Every day, before the COVID-19 lockdown came into effect, TruckEast managing director John Biggin walked the floor of the workshop of the Wellingborough depot or one of the other sites, talking to the technicians and office staff.

“Walking and talking helps them feel valued, and helps us understand what their frustrations are, and what is holding the job up; why we can’t deliver better service,” he says.

The MD and owner of the Scania franchise for eastern England and the Midlands himself worked his way up from the shop floor, starting in the industry as an apprentice in 1977. “I was a mechanic for ten-plus years. I understand it; I understand their frustrations. Most of our managers come up the same route. We understand the business, their job, and we try to breed that into everybody.”

Although the technology has changed, particularly in terms of electronics – he recalls it being all heavy spanner work at that time – in many ways, the model hasn’t changed. “Fundamentally, the business sold hours. That’s what we still do today.”

He is referring to the time of the company’s 180 technicians, about a third of its total workforce, who maintain some 8,000 trucks and 3,000 trailers, including dedicated VMU contracts with supermarkets ASDA and Coop.

“Technicians are key people in business,” he says. In addition to Biggin’s personal touch, they are monitored job-by-job: technicians start work by punching into the job, which has its own allotted time. Then the clock is ticking to finish it in the expected time. That means that technicians are judged on their efficiency and productivity.

Which is not to say that things always go to plan. He adds: “As well as obstacles in the workplace, today people have all kinds of mental health issues in the background. We have to understand and be sympathetic and try to help them. Different people have different personal circumstances. We have employed a couple of counsellors for the people who are struggling, and have helped people in financial difficulty. All of this stuff comes to work with them.”

THE ROAD IS THEIR WORKSHOP

Outside of workshops, the dealership employs some 70 breakdown techs working out of a van, some of whom are TruckEast’s most senior. By the side of the road, they change a fan belt, alternator or starter motor, for example, to keep customers moving as safely and efficiently as possible. One of them, Colin Woodcock, who works out of the Northampton depot, is an escalation technician, which means that he has received extra training from Scania and has direct links with the factory to resolve problems beyond the abilities of dealer and Scania head office staff (he also won Scania’s 2017 ‘golden spanner’ technician award).

As the roadside working environment poses so many risks and dangers, these technicians receive special training. That is on top of the nearly £1m spent last year by the dealership - £925,000 – on technical training courses, to keep expertise up to date. That translates to two to three courses on a variety of topics per person per year.

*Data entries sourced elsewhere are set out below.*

PR #7025, opened 2024-07-01
Nathan/gzip

nathanlever:
GZIP decompression generator. 
Includes tests.


mikolajpp:
It is great to see the first working implementation of DEFLATE decompression, good job!

I have tested your code with my [hoon-git](https://github.com/mikolajpp/hoon-git/tree/gzip) library and uncovered some problems, which I describe below.

Firstly, the decompression of octs only is quite limited: a frequent use case is expansion of a DEFLATE stream embedded inside a larger data stream. Extraction of the compressed chunk is impossible, since the only way to find out its size is to decompress.

To be able to test your library on the compressed data in git, I have extended it to handle this case by porting it to use the Hoon bytestream library that I have released very recently: https://github.com/mikolajpp/bytestream. You can find the ported code here: https://github.com/mikolajpp/hoon-git/blob/gzip/desk/lib/zlib.hoon (the tests are also there and pass with this modified version). 

Secondly, here you implement only the `gzip` format, while I need the `zlib` format. 
I have extended the code to handle the `zlib` format as well. It is very rough and mostly for testing purposes so I could run decompression on my data. (The only difference is format of the header. Both zlib and gzip use DEFLATE).

Thirdly, it seems that there is some bug or a missing case in your code. While I can decompress the sample test cases you have supplied, and some basic compressed git objects, here is a shell command that decompresses base-64 encoded data stream. With your library, the error that I get when trying to decompress this data is `invalid distance too far back`. 
```
echo -n 'eJwzNDAwMzFR8PF0dvULdmXYuleh1k57+Q/uTVWGi7Z18x39Ev7OEKIkyNXRxddVLzeFYZHLbC7XPJuyoEc3MgWPcM+Ycm6+jokBECikpBZnM1T83j/B0291bpL2PuXCFbpLzx1+7woAfh0oEekBb3icS0+fECwi' | base64 -d | pigz -d
```

I will greatly appreciate it if you could investigate why does this error happen and what could be done to fix it.

nathanlever:
> It is great to see the first working implementation of DEFLATE decompression, good job!
> 
> I have tested your code with my [hoon-git](https://github.com/mikolajpp/hoon-git/tree/gzip) library and uncovered some problems, which I describe below.
> 
> Firstly, the decompression of octs only is quite limited: a frequent use case is expansion of a DEFLATE stream embedded inside a larger data stream. Extraction of the compressed chunk is impossible, since the only way to find out its size is to decompress.
> 
> To be able to test your library on the compressed data in git, I have extended it to handle this case by porting it to use the Hoon bytestream library that I have released very recently: https://github.com/mikolajpp/bytestream. You can find the ported code here: https://github.com/mikolajpp/hoon-git/blob/gzip/desk/lib/zlib.hoon (the tests are also there and pass with this modified version).
> 
> Secondly, here you implement only the `gzip` format, while I need the `zlib` format. I have extended the code to handle the `zlib` format as well. It is very rough and mostly for testing purposes so I could run decompression on my data. (The only difference is format of the header. Both zlib and gzip use DEFLATE).
> 
> Thirdly, it seems that there is some bug or a missing case in your code. While I can decompress the sample test cases you have supplied, and some basic compressed git objects, here is a shell command that decompresses base-64 encoded data stream. With your library, the error that I get when trying to decompress this data is `invalid distance too far back`.
> 
> ```
> echo -n 'eJwzNDAwMzFR8PF0dvULdmXYuleh1k57+Q/uTVWGi7Z18x39Ev7OEKIkyNXRxddVLzeFYZHLbC7XPJuyoEc3MgWPcM+Ycm6+jokBECikpBZnM1T83j/B0291bpL2PuXCFbpLzx1+7woAfh0oEekBb3icS0+fECwi' | base64 -d | pigz -d
> ```
> 
> I will greatly appreciate it if you could investigate why does this error happen and what could be done to fix it.

mikolajpp:
Many thanks for the prompt fix! It seems to be working well now. 

What is your view on integrating your library with the bytestream library? The stream approach is really a must for hoon-git to benefit from your gzip library, since most of the compressed data is embedded in a larger stream. It would also be necessary to slightly modify the gzip jet, so that it operates on `bays` instead `octs`.
We can also expose simple octs decompression arms.

I think we should also bring the commenting style in agreement with current doccords-based recommendations. 

If you are OK with this approach, I can do a PRs against your branch in the urbit and vere repo. From there on you could refactor it to your preference.

nathanlever:
Sounds good, I'm ok with that approach. You can do PRs and then I'll have a look at refactoring.

mikolajpp:
You can find my proposed changes here: https://github.com/mikolajpp/urbit/tree/nathan/gzip. I was not able to make a PR against your branch: for whatever reason your fork is not visible in the PR`s base repository selection. Could you please create a PR from my branch yourself?

mikolajpp:
The matching decompression jets are in this PR: https://github.com/nathanlever/vere/pull/1

mikolajpp:
@nathanlever Any chance you could have a look at these PRs soon?

PR #7034, opened 2024-07-16
hoon: faster implementation of tuple indexing

belisarius222:
I haven't actually tested whether this is faster than what we have, but it should be since it's nonrecursive.  I have tested that the algorithms match what was there, including for zero.

### DIFF
--- a/pkg/arvo/sys/hoon.hoon
+++ b/pkg/arvo/sys/hoon.hoon
@@ -13833,8 +13833,8 @@
         |=(a=axis [%& a])
       ;~  pose
         ;~(pfix lus dim:ag)
-        ;~(pfix pam (cook |=(a=@ (sub (lsh [0 +(a)] 1) 2)) dim:ag))
-        ;~(pfix bar (cook |=(a=@ (sub (lsh [0 +(a)] 1) 1)) dim:ag))
+        ;~(pfix pam (cook |=(a=@ (sub (bex +(a)) 2)) dim:ag))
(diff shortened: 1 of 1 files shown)


pkg/arvo/sys/hoon.hoon
```diff
@@ -13833,8 +13833,8 @@
         |=(a=axis [%& a])
       ;~  pose
         ;~(pfix lus dim:ag)
-        ;~(pfix pam (cook |=(a=@ ?:(=(0 a) 0 (mul 2 +($(a (dec a)))))) dim:ag))
-        ;~(pfix bar (cook |=(a=@ ?:(=(0 a) 1 +((mul 2 $(a (dec a)))))) dim:ag))
+        ;~(pfix pam (cook |=(a=@ (sub (lsh [0 +(a)] 1) 2)) dim:ag))
+        ;~(pfix bar (cook |=(a=@ (sub (lsh [0 +(a)] 1) 1)) dim:ag))
```
joemfb, line 13837: These could be written `(sub (bex +(a)) 2)` and `(sub (bex +(a)) 1)`.

joemfb (changes requested):
Good catch!

a nit:

pkg/arvo/sys/hoon.hoon
belisarius222: oh yeah good point

pkova (approved):

PR #7026, opened 2024-07-02
Add -new-app thread to build from repo /desk

sigilante:
This should call out to a supplied repo, or sigilante/sunrise if none is supplied.

`-new-app` thread:

Create a new app (desk + agent) from a template GitHub repo:

```
-new-app %dawn /sigilante/sunrise
```

The new desk exists with the supplied name and the contents is a copy of the remote repo.

Steps behind the scenes:
1. Retrieve current version of `%sunrise` from [`sigilante/sunrise`](https://github.com/sigilante/sunrise) or from the supplied repo URL. (`/ted/retrieve-latest-commit`, `/ted/retrieve-github`)
2. Add the `/desk` material into Gall.
3. Rename all of the files and internal matches in `/desk` if empty.
4. Copy the modified `/desk` material into Clay.

PR #7035, opened 2024-07-17
lull: do not validate %thread-done in the +strand monad

pkova:
Consider the following thread:

```hoon
/-  spider
/+  *strandio
=,  strand=strand:spider
^-  thread:spider
|=  args=vase
=/  m  (strand ,vase)
;<  =thread-result  bind:m  (await-thread %code !>(~))
?>  ?=(%.y -.thread-result)
=/  res  !<(@p +.thread-result) :: devasing crashes here
(pure:m !>(res))
```
This thread will always crash when trying to devase the result of the child thread. This happens because spider ends up calling `take:eval` for all `%facts` it receives, which in turn ends up in `+validate-mark` in lull. "Validating" the mark in this case involves throwing away the type information so `@p` becomes `*`.

It is quite unfortunate that spider needs to validate marks like this because in this case gall has already taken care of it, but spider also needs to deal with threads being triggered via HTTP. The interface for triggering threads has input and output marks and a desk where the marks files reside. This means that spider has to be responsible for validating marks as well.

Here we special case `%thread-done` in `+validate-mark`. Note that we do not need to special case `%thread-fail` since the return type is not polymorphic.

Thanks to @sigilante for discovering this while working on #7026. Prior art starts at #5697.


pkg/arvo/sys/lull.hoon
```diff
@@ -3489,8 +3489,10 @@
         =.  in.strand-input
           ?~  in.strand-input  ~
           =/  in  u.in.strand-input
-          ?.  ?=(%agent -.in)      `in
-          ?.  ?=(%fact -.sign.in)  `in
+          ?.  ?=(%agent -.in)                  `in
+          ?.  ?=(%fact -.sign.in)              `in
+          ?.  ?=(%fact -.sign.in)              `in
```
joemfb, line 3494: You're checking `%fact` twice here

pkg/base-dev/mar/thread-fail.hoon
```diff
@@ -8,4 +8,4 @@
   ++  noun  err
   --
 ++  grad  %noun
---
+--
```
joemfb, line 11: You removed the unix-idiomatic trailing newline

joemfb (changes requested):
couple nits:

joemfb (approved):
this will do

PR #7043, opened 2024-07-29
hoon: various ?= codepath fixes and improvements

Fang-:
Collection of bugfixes and small improvements @joemfb and I have made to code in the `?=` codepath.

42a9700 and 3199204 are small correctness changes. 16c21d0 is a simple short-circuiting performance optimization.

fea003b is a proper breaking change, see also the change we needed to make to behn. Shouldn't impact too much, but I know for a fact there is code affected by it out there in the wild.


belisarius222:
Since this includes a nontrivial breaking change, it should be deployed as part of a Hoon kelvin update.

PR #7056, opened 2024-08-12
mass: add %mass agent to run & record memory reports

tinnus-napbus:
Depends on https://github.com/urbit/urbit/pull/7037 and https://github.com/urbit/vere/pull/675

Add a %mass agent that runs memory reports via Dill and records the results with the time, size in bytes and base hash at report time, for each entry and sub-entry in the report. It may be configured to run them every `@dr` period, or every `d` days at `h:m`, else can run them ad-hoc. Other agents may subscribe to & scry out reports, either for individual paths in the report like `/arvo/hoon` or for everything. It includes a whitelist for remote ships to run reports, configure polling frequency & get results. JSON conversion methods are included for all requests and updates so requests, subscriptions and scries can be done from a front-end. Old records may be pruned. Records for a particular path can also be scried out as a CSV for external analysis.


pkova:
Not quite, the crash is happening on vere 3.2 `edge` because 411 dill does not expect a `%born` event but 410 does. We'll fix it soon but it's a little tricky since the runtime shouldn't have to know the arvo kelvin it's running.

Note that the `%born` dill crash is harmless, although annoying.

Quodss:
my bad, didn't see the added task in a merged PR

Issue #6794, opened 2023-09-15
ship hangs on hearing about breaches


patosullivan:
I've noticed that my ship will often hang (and drop thousands of ames packets) for approximately 10 to 15 minutes every time it hears about a peer breaching.

@lukestiles and @philipcmonk have noticed the same.

I'm on the latest base and vere. Let me know if you need more info.

lukestiles:
See here https://pastebin.com/zia89XBY. A couple peers were breached.

jalehman:
@pkova @midden-fabler @yosoyubik Can one of you take a look into this when you can?

midden-fabler:
My dister ship on 413 `2q87f`, vere 2.11, was hanging on this before I killed it:
```
ames: breach peer [~mister-dister-midden-fabler ~macbec]
l2-sig-failed
l2-sig-failed
l2-sig-failed
ames: breach peer [~mister-dister-midden-fabler ~nibfeb]
ames: breach peer [~mister-dister-midden-fabler ~witbep-witbep]
ames: breach peer [~mister-dister-midden-fabler ~somlus-savlev]

interrupt
```

yosoyubik:
I've tested if there was an issue with the specific logs/batches so I started from an older snapshot and went over ~two weeks of recently submitted azimuth events (containing the breaches that were involved in this issue) and I could not reproduce the hanging on the test ship. 

I think this points out that the issue is happening on how ames and gall deal with breaches—iterating over all ames flows and all subscriptions. These can certainly happen if the ship that's breaching is part of the "stale ames-flows" issue (e.g. a publisher ship to whom we have subscribed several times but didn't clean those flows properly) but I can't imagine that taking 10-15 minutes since that would entail a large number of flows (I've seen people with around ~50.000 but that long delay in iterating over the forward-flows map would point out to several orders of magnitude bigger I think).

In the case of gall that would be different since old re-subscriptions should have been removed—unless there's something wrong in that case which is worth checking.

Next: reproducing this by breaching a ship and inspecting several of its peers for how they handle it, with sigpams along the way to granularly identify where/if the hanging occurs.

yosoyubik:
Some more notes: 

[...]

PR #7063, opened 2024-08-25
gall: delete agent blocked moves on |nuke

pkova:
I was investigating #6794 by running a local copy of `~finned-palmer`, manually breaching by doing `|pass [%j %ruin [~dinleb-rambep ~ ~]]` and observing the ship hang for a very long time. When I interrupted the ship by doing ctrl+c, the problem became quite evident.

`~finned-palmer` was spending all its' time in `+mo-filter-queue`. Specifically, it was iterating over 450 000 blocked moves to an agent called `%push-notify` trying to find any moves from the ship that just breached. This is an agent from the long defunct `%escape`.

This PR enables us to recover from scenarios where userspace programs do crazy stuff like this. It does potentially break some invariants, but I believe this to be worth it because this is a manual intervention.

@belisarius222 @joemfb

### DIFF
--- a/pkg/arvo/sys/vane/gall.hoon
+++ b/pkg/arvo/sys/vane/gall.hoon
@@ -957,6 +957,10 @@
   ++  mo-nuke
     |=  [prov=path dap=dude]
     ^+  mo-core
+    =?  mo-core  (~(has by blocked.state) dap)
+      =/  num-movs=@  ~(wyt by (~(got by blocked.state) dap))
+      ~>  %slog.0^leaf/"gall: deleted {<num-movs>} blocked moves for {<dap>}"
+      mo-core(blocked.state (~(del by blocked.state) dap))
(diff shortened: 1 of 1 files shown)


patosullivan:
Spoke too soon, the long hangs after breaches are still occurring w/this fix.

pkova:
You need to `|nuke %push-notify` to fix it after applying the code.

patosullivan:
Alright, nuked it, will report back if I see the hanging again.

patosullivan:
Ok, my ship just processed 15 breaches and it was only unresponsive for about ~4 minutes, normally that would be 15 * 15 minutes. I'm guessing it was just unresponsive due to the large number being processed back-to-back?

patosullivan:
Could we also preemptively `|nuke %push-notify` so the effect ships don't all need to be told to do so?

joemfb (approved):
this is good

PR #7057, opened 2024-08-13
Add support for Urbit time intervals less than one second.

sigilante:
1. Add conversion arms to `/sys/hoon` for milliseconds, microseconds, and nanoseconds.

```
::  +msec
::
::  Convert from a value in milliseconds to Urbit relative time, @dr.
::  Examples:
::    > `@ux`(msec 1)
::    0x41.8937.4bc6.a7ef
::    > `@dr`(msec 1)
::    ~s0..0041.8937.4bc6.a7ef
```

2. Add parsing syntax support for intervals in powers of 2¯¹⁰ s.

```
~ms1
```

PR #7067, opened 2024-09-10
Add subsecond parser support.

sigilante:
Split from #7057.


sigilante:
This reduplicates #7057 and adds parser support for subsecond timing intervals in both decimal and binary forms.

```
> (scan "ais1024" crub:so)
[p=~.dr q=16.384]

> `@dr`16.384
~s0..0000.0000.0000.4000

> ~0..ais1024
~s0..0000.0000.0000.4000
```

Barring discussion and tests passing, it is ready to merge.

PR #7074, opened 2024-09-25
dns: improve automatic dns configuration

tinnus-napbus:
This PR moves the `-dns-address` machinery into hood/helm and adds a `|dns-config` %ask generator to set it up. The changes include:

- Eyre
  - add a `/~/ip` endpoint that reflects the requester's IP in the same manner as icanhazip.com so public ip addresses can be discovered automatically without depending on services outside the network
  - adds a `/=domains=` scry endpoint to get the set of currently configured turfs
  - adds a `/=ports=` scry endpoint to get the [insecure=@ud secure=(unit @ud)]` ports configured
  - changes the `%turf` case of the `http-rule:eyre` to include a `%new` case along with the existing `%put` and `%del`. The `%new` case replaces all existing turfs and triggers a new certificate fetch even if nothing changed.

- Acme: remove all self-check steps.

Acme's self-check features created more problems than they solved because:
- If your router didn't support NAT hairpinning or you had some other unusual configuration the self-checks would fail despite your ship actually being accessible on port 80
- If your certificate expired cos your ship had been offline for a while or for some other reason, it couldn't be renewed because the self-checks would fail because requests through Iris simply fail on certificate errors. This wouldn't actually be a problem for the letsencrypt bot cos it just ignores expired/invalid certs and follows redirects.

Instead, I've moved the self-checks into helm & the generator with the option to skip them if you have an unusual setup and know what you're doing. The generator also lets you continue if you're not running on port 80 in case you're behind a load balancer or reverse proxy or whatever. It warns you and forces you to confirm you want to continue though so it should be pretty idiot-proof.

The generator lets you either enter an IP address or else it will try automatically discover it by making a request to `https://zod.urbit.org/~/ip`.

The generator also gives you the option to reset Eyre's domain configuration (using the `%new` `%turf` http-rule if enabled). This solves the problem where Eyre doesn't tell Acme to re-setup the certificate if the turf was already in Eyre. This behaviour had created problems for people trying to troubleshoot certificate problems.

The thread that Helm runs includes much better retry login on the self-checks, trying the domain every 30s for up to 15 minutes. This solves the problem of it failing the first few times simply because the new DNS entry took a few minutes to propagate.

Helm and the generator have very verbose error messages with suggestions of what to do that should cover the vast majority of problems people will encounter. The generator also has a preamble with extra info. This should make it much easier for noobs.


sigilante (approved):

pkova:
You need to base the eyre migration on stuff that's on `next/kelvin/410`, these changes conflict with the double boot protection stuff. Since it's unreleased you can combine the migrations if you want.

tinnus-napbus:
@pkova done

PR #7079, opened 2024-10-16
arvo: scry on vane %load

yosoyubik:
Previously during %load, all vane gates where called with a bunted sample which meant that scrying was not possible. Here we pass the +peek:le arm to the |what update engine—together with .now—that allows reads from the entire namespace.

This work is motivated by the removal of the larval core in ames.hoon in which scries were issued against other vanes (e.g. to retrieve public/private keys from %jael).

Another function of the larval core in %ames was to emit moves for setting up timers or sending gifts to vere. With no larval core, this moves would need to be emitted on %load—this is still not possible and would require a bigger change to arvo.hoon.

@joemfb


pkova:
We decided out of band to go with a modified larval state for the Directed Messaging ames larval stage, so we don't need this feature for now.

PR #7082, opened 2024-11-04
ames: expire routes on a timer

yosoyubik:
Consider the following:

- we achieve a direct route, on the last live flow.
- there are no other live flows, so nothing times out—no /pump timers fire
- we don't trigger any %fine requests, so those don't time out either.
- the only lane in state for that peer never gets modified—that only happens on /pump and /fine %wake timers
- a /forward-lane scry will always produce that direct route, unless sender/receiver ships initiate communication—the route gets also updated if you hear a packet on a different lane than what you have in state.

To fix that, we update the /forward-lane scry to explicitly check if the route is dead, based on the last-contact timestamp, instead of relying on the last value saved in state;

The ames driver has cached the dead lanes, and those lanes only expire on %nail gifts from arvo, but if no party sends a formal packet (e.g. the way to fix eauth communication problems has been to explicitly send a |hi) the lanes will remain there, and will send packets to nowhere.

To expire those lanes, we add a global ~m2 timers that goes over every peer and updates the lane to %dead if it has been more than ~s30 since last contact, and if so, emit a %nail gift to vere that will remove the entry from the cache—this timer will be removed in the Directed Messaging release that explicitly has a global ~m2 timer.

PS: credit to @pkova for finding this out.

PPS: draft until we get some feedback on the solution, and the migration is tested on a live ship.

### DIFF
--- a/bin/solid.pill
+++ b/bin/solid.pill
@@ -1,3 +1,3 @@
 version https://git-lfs.github.com/spec/v1
-oid sha256:7c50e050b33493d51485c8a8d3b97f24777c420c6675a75a68b753bfbf014c50
-size 7077179
+oid sha256:fc30bad0f7f1d215c995616e30debe551d954612a9b3d24a568c2aa3e7a66e66
+size 7080666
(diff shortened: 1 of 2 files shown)


pkova:
The test failures here are because ames is now not generating the `x is your neighbor` %dill prints. `+update-qos` used to do this so we probably want to preserve the behavior.

pkova (approved):

Issue #7072, opened 2024-09-17
zuse: jet mismatch for X25519 Diffie-Hellman key exchange


newxiphiness:
shar:ed has a jet mismatch.
```hoon
> =my-shar =,  ed:crypto  |=  [pub=@ sek=@]
        ^-  @ux
        =+  exp=(shal (rsh [0 3] b) (suck sek))
        =.  exp  (dis exp (can 0 ~[[3 0] [251 (fil 0 251 1)]]))
        =.  exp  (con exp (lsh [3 31] 0b100.0000))
        =+  prv=(end 8 exp)
        =+  crv=(fra.fq (sum.fq 1 pub) (dif.fq 1 pub))
        (curt prv crv)
> (my-shar (shax 'foo') (shax 'bar'))
0x4fb0.74a6.7aba.56cb.f1be.1e2a.98a0.d5e5.fb8a.009e.1cf8.26f4.d640.b6a4.948c.a7bd
> (shar:ed:crypto (shax 'foo') (shax 'bar'))
0x7d79.c915.9a14.5af7.70fd.7ea9.4352.34fb.f30c.f65b.43b0.3e01.60fd.f8ab.5c39.1476
```
The issue is with the calculation of `crv`. Calculating the montgomery point's X value is "montgomeryX = (edwardsY + 1)*inverse(1 - edwardsY) mod p"  as per https://github.com/orlp/ed25519/blob/master/src/key_exchange.c#L30C29-L30C86). So, we should calculate montgomeryX only with the `y` value of the public key point. Here's a fixed version
```hoon
> =my-shar =,  ed:crypto  |=  [pub=@ sek=@]
        ^-  @ux
        =+  exp=(shal (rsh [0 3] b) (suck sek))
        =.  exp  (dis exp (can 0 ~[[3 0] [251 (fil 0 251 1)]]))
        =.  exp  (con exp (lsh [3 31] 0b100.0000))
        =+  prv=(end 8 exp)
        =.  pub  +:(need (deco pub))
        =+  crv=(fra.fq (sum.fq 1 pub) (dif.fq 1 pub))
        (curt prv crv)
> (my-shar (shax 'foo') (shax 'bar'))
0x7d79.c915.9a14.5af7.70fd.7ea9.4352.34fb.f30c.f65b.43b0.3e01.60fd.f8ab.5c39.1476
```
[...]

PR #7094, opened 2024-12-02
fix shar:ed jet mismatch, add luck:ed, scad:ed, scap:ed, scas:ed, sign-raw:ed, sign-octs-raw:ed

newxiphiness:
- luck:ed and sign-(octs-)raw go together
  - luck:ed generates a public private keypair where the private keypair is generated from SHA512(seed) and the usual EdDSA clamping procedure is done on the first 32 bytes.
  - sign-(octs-)raw allows one to sign from a keypair generated with luck (or, from sca(d/s))

- scad, scas, scap allows one to 'tweak' a public/private keypair with a scalar
  - scad tweaks public and private
  - scas tweaks private
  - scap tweaks public

this also fixes the jet mismatch mentioned in #7072, and potentially other jet mismatches due to sign:ed taking the bit rather than the byte length, whereas the jet uses u3r_bytes_fit to obtain the length to sign (the urcrypt library, moreover, doesn't allow signing at bit-level lengths). it also removes code deduplication generating pub/priv keys via use of luck:ed, and ensures that various length calculuations are derived from the parameters of the EdDSA curve.

a further change is recommended, as our curve parameters are merely in the subject, as opposed to arms, so theoretically, one could obtain a jet mismatch via manipulating the parameters which are hard coded to Ed25519 to some other curve, however that is out of the scope of this PR

### DIFF
--- a/pkg/arvo/sys/zuse.hoon
+++ b/pkg/arvo/sys/zuse.hoon
@@ -1090,7 +1090,7 @@
       ::                                                ::  ++deco:ed:crypto
       ++  deco                                          ::  decode point
         |=  s=@  ^-  (unit [@ @])
-        ?>  (lte (met 3 s) cb)
+        ?.  (lte (met 3 s) cb)  ~
         =+  y=(cut 0 [0 (dec b)] s)
         =+  si=(cut 0 [(dec b) 1] s)
         =+  x=(xrec y)
--- a/pkg/arvo/sys/zuse.hoon
+++ b/pkg/arvo/sys/zuse.hoon
@@ -1020,6 +1020,7 @@
   ++  ed
     =>
       =+  =+  [b=256 q=(sub (bex 255) 19)]
+          =+  cb=(rsh [0 3] b)
           =+  fq=~(. fo q)
           =+  ^=  l
                %+  add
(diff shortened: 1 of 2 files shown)


newxiphiness:
i would say, now, this is good to go, i've tested this test suite with the ice flag enabled (or rather, disabled... c3n activates the testing) in the corresponding vere PR. excepting the fact that i haven't added shar:ed to the test file. i haven't managed to find a test vector in an RFC for ed25519 -> curve25519 -> DH

newxiphiness:
related PRs
https://github.com/urbit/vere/pull/748
https://github.com/urbit/urbit/pull/7094
https://github.com/urbit/urcrypt/pull/13

newxiphiness:
on second thought: for scalarmul(-base), we should assure the last byte is less than 127, and rather than punt on the failure of urcrypt library. i’d have to think more about it but one could perhaps imagine a dos vector were the ring signature library used (which is the only place where these jets are ran in injected code) resulting in the very slow +scam:ed being used. previously, this check was not performed in the urcrypt library, resulting in a key mismatch and erroneous behavior beyond the function domain the urcrypt method is well defined under.

will fix as soon as i get a chance and in vere PR, so don’t merge quite yet

newxiphiness:
Okay, just re-ran with ice mode on all the jets with the updated test i've pushed. it should all be good to go, along with the other related PR's.

joemfb (approved):

PR #1171, opened 2023-11-24
feat(ui): Refresh token exchange

### LINKED ISSUE #877: UI not refreshing to login screen after session token is expiered

rpelczar:
Fixes #877 

In this PR, I implemented a refresh token exchange.

How it works: when the token is expired before any API call, the user is redirected to the token renewal page, where the loader is visible for a second, and after the token exchange process, the user is redirected to the previous page.

The perfect solution is a request in the background, but unfortunately, we can't use React hooks inside the interceptor for now (library limitations), which is needed for our auth flow.

### DIFF
--- a/ui/src/features/auth/context/auth-context-provider.tsx
+++ b/ui/src/features/auth/context/auth-context-provider.tsx
@@ -19,6 +19,8 @@ export const AuthContextProvider = ({ children }: PropsWithChildren) => {
 
   const logout = React.useCallback(() => {
     localStorage.removeItem(authTokenKey);
+    localStorage.removeItem(refreshTokenKey);
+
     setToken(null);
   }, []);
 
--- a/ui/src/features/auth/context/auth-context-provider.tsx
+++ b/ui/src/features/auth/context/auth-context-provider.tsx
@@ -1,15 +1,20 @@
 import React, { PropsWithChildren } from 'react';
 
-import { authTokenKey } from '@ui/config/transport';
+import { authTokenKey, refreshTokenKey } from '@ui/config/auth';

To supplement their expertise and provide for the future, TruckEast also employs 33 apprentices. It tries to place one apprenticeship in every of its 13 depots, depending on the calibre of young people in the area. (Day release education is now split between Northampton college and the Scania/Loughborough college programme). To encourage them to stay with TruckEast the dealer group not only buys their tools but also contributes £120 per month to a savings account that they cannot access for 10 years. “Once they get through their apprenticeship, they usually stay with us for life,” Biggin points out. “And obviously we pay competitively.”

AWARD WINNER

Underpinned by a deep appreciation of his employees, and the business, Biggin led TruckEast last year to win Scania’s dealer development award, which measures dealer groups on 10 metrics as well as depot-based measures. He says he was pleased with the award because it shows how well the dealership’s values align with the brand.

“If we were dictated to by a manufacturer to do a lot of stuff that we thought was nonsense” – and here he mentions another OEM that has been pedantic to dealers about the colour of the desks and the kind of chairs that need to be bought – “that would be different. This is really all about putting the customer first,” Biggin comments.

Customer differences are responsible for the variation in effects that COVID-19 has had across the network (as of mid-May, no depots had shut). Witham in Essex has been massively hit by the lack of business, in particular from operators in the car transporter and construction sectors parking up their fleet. Felixstowe has struggled because of the reduction of port traffic. But Kings Lynn, which services a fleet of RCVs, is running almost normally, as is food-and agriculture-dominated Peterborough and Ely, and Crick, which services supermarket deliveries.

Every branch houses its own parts stockholding, managed by a dedicated parts supervisor. With access to further stock daily from Scania’s UK warehouse in Hinckley, backed up from a European DC in Belgium. The total value of the dealer’s parts is said to be £2.5 million, all spent in the interests of customer service, Biggin claims. “This is one thing that sets us apart from a franchise car dealer, where you’d be lucky to get a wiper blade. Our target is 95%-first-time pick for a Scania tractor unit.”

When asked if HGVs are becoming commodities, Biggin laughs, and reflects: “When I first came to the Scania world, it was head and shoulders above the rest, in terms of residual value, longevity, quality – and capital price. Now the capital price has remained, but a lot of the other trucks have caught up with it since in terms of reliability. There are no bad trucks anymore. Now it comes down, more and more, to aftersales and what happens after the truck has been delivered. That’s the difference.”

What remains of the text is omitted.